Sometimes, I wonder about the “what ifs” in my life. What if I didn’t feel that sudden blinding headache and body malaise then I won’t have those weekly laboratory tests and doctor visits. What if I did exercises every day then I won’t have to suffer and limit my movements now. What if I got conscious of what I ate before then probably, I won’t have to limit my intake of fatty and starchy food.
We do all have those questions . At some time in our lives, we feel those blinding curves that make us weak in the process. It might not just be physical but mentally as well. We dwell on the what if. What if I did this or I did that? We never would know the repercussions of what we are doing right or wrong until we are in that situation. We could never assure ourselves that everything would be okay as well. We are all responsible though with the outcome whether it was a wrong decision for us or not. When we encounter things that we didn’t think of that will happen, we don’t know what to do.

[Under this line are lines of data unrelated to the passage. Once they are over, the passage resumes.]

Issue #39, opened 2016-03-05
Project sites for users with custom domains return the default domain


benbalter:
I have `benbalter/benbalter.github.com` cname'd to `ben.balter.com`. When used to build `benbalter/benbalter.github.com`, I properly get `http://ben.balter.com` for `site.url`.

If I also have `benbalter/project-site`, with no CNAME, the site is published at `http://ben.balter.com/project-site`, however, `site.url` is generated as `http://benbalter.github.io/project-site`.

For sites without CNAMEs, we'll need to check for `username/username.github.(io|com)`'s cname, if any. It may make sense to update the Page API to return the page's domain (and potentially full URL) in all cases.

PR #40, opened 2016-03-08
Properly determine project page domain by breaking the cache on different args

benbalter:
Right now, if the client makes a call to the same endpoint, but for two different domains (or the same endpoint, but with different arguments), it will return the first, cached result.

That's because the client caches on the method name, irregardless of arguments.

This PR creates a cache hash (rather than using instance variables), and computes a unique key, using SHA1, which I guessed was the cheapest way to generate a unique, consistent hash from the method name + args (knowing that the args may be long).

Thoughts on this approach?

Fixes https://github.com/jekyll/github-metadata/issues/39

### DIFF
--- a/lib/jekyll-github-metadata.rb
+++ b/lib/jekyll-github-metadata.rb
@@ -1,5 +1,4 @@
 require 'octokit'
-require 'digest'
 
 module Jekyll
   unless const_defined? :Errors
--- a/lib/jekyll-github-metadata.rb
+++ b/lib/jekyll-github-metadata.rb
@@ -1,4 +1,5 @@
 require 'octokit'
+require 'digest'
 
 module Jekyll
   unless const_defined? :Errors
--- a/lib/jekyll-github-metadata/client.rb
+++ b/lib/jekyll-github-metadata/client.rb
@@ -45,10 +45,9 @@ module Jekyll
       def method_missing(method_name, *args, &block)
         method = method_name.to_s
         if accepts_client_method?(method_name)
-          instance_var_name = method.sub('?', '_')
+          key = cache_key(method_name, args)
           Jekyll.logger.debug "GitHub Metadata:", "Calling @client.#{method}(#{args.map(&:inspect).join(", ")})"
-          instance_variable_get(:"@#{instance_var_name}") ||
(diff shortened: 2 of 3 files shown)


lib/jekyll-github-metadata/client.rb
```diff
@@ -45,10 +45,9 @@ def respond_to?(method_name, include_private = false)
       def method_missing(method_name, *args, &block)
         method = method_name.to_s
         if accepts_client_method?(method_name)
-          instance_var_name = method.sub('?', '_')
+          key = cache_key(method_name, args)
           Jekyll.logger.debug "GitHub Metadata:", "Calling @client.#{method}(#{args.map(&:inspect).join(", ")})"
-          instance_variable_get(:"@#{instance_var_name}") ||
-            instance_variable_set(:"@#{instance_var_name}", save_from_errors { @client.public_send(method_name, *args, &block) })
+          cache[key] || cache[key] = save_from_errors { @client.public_send(method_name, *args, &block) }
```
parkr: Let's do `cache[key] ||= save_from_errors ...` here.

lib/jekyll-github-metadata.rb
```diff
@@ -1,4 +1,5 @@
 require 'octokit'
+require 'digest'
```
parkr: I'm starting to think each file should have its own requires. They're aggressively cached anyway so if there's any duplication, we should be fine. This would mean we could require a file by itself and it'd pull in all the files it needs.

parkr:
CI failures are because we don't have stubbed requests for the relevant new calls/.

benbalter:
@parkr All makes sense. I'm not going to be able to tackle this for a few hours, if you have a chance to first, and want to get it out, feel free to hijack my branch, otherwise, I should have a chance to this afternoon.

It’s been a lesson learned for me and I learned it well. At my age, I anticipate some body weakness maybe at a later date or time but not this. Although most of the family members up to the third degree are prone to high blood pressure, I haven’t heard of one who has elevated blood sugar. I am a cancer survivor that is why I am a little wary when it comes to my health. It might come back any time or (thank God) it might not. It might choose to appear in other organs of my body. Those are the “what ifs” that I sometimes ask myself.
Life is a wonderful gift. Treasure it.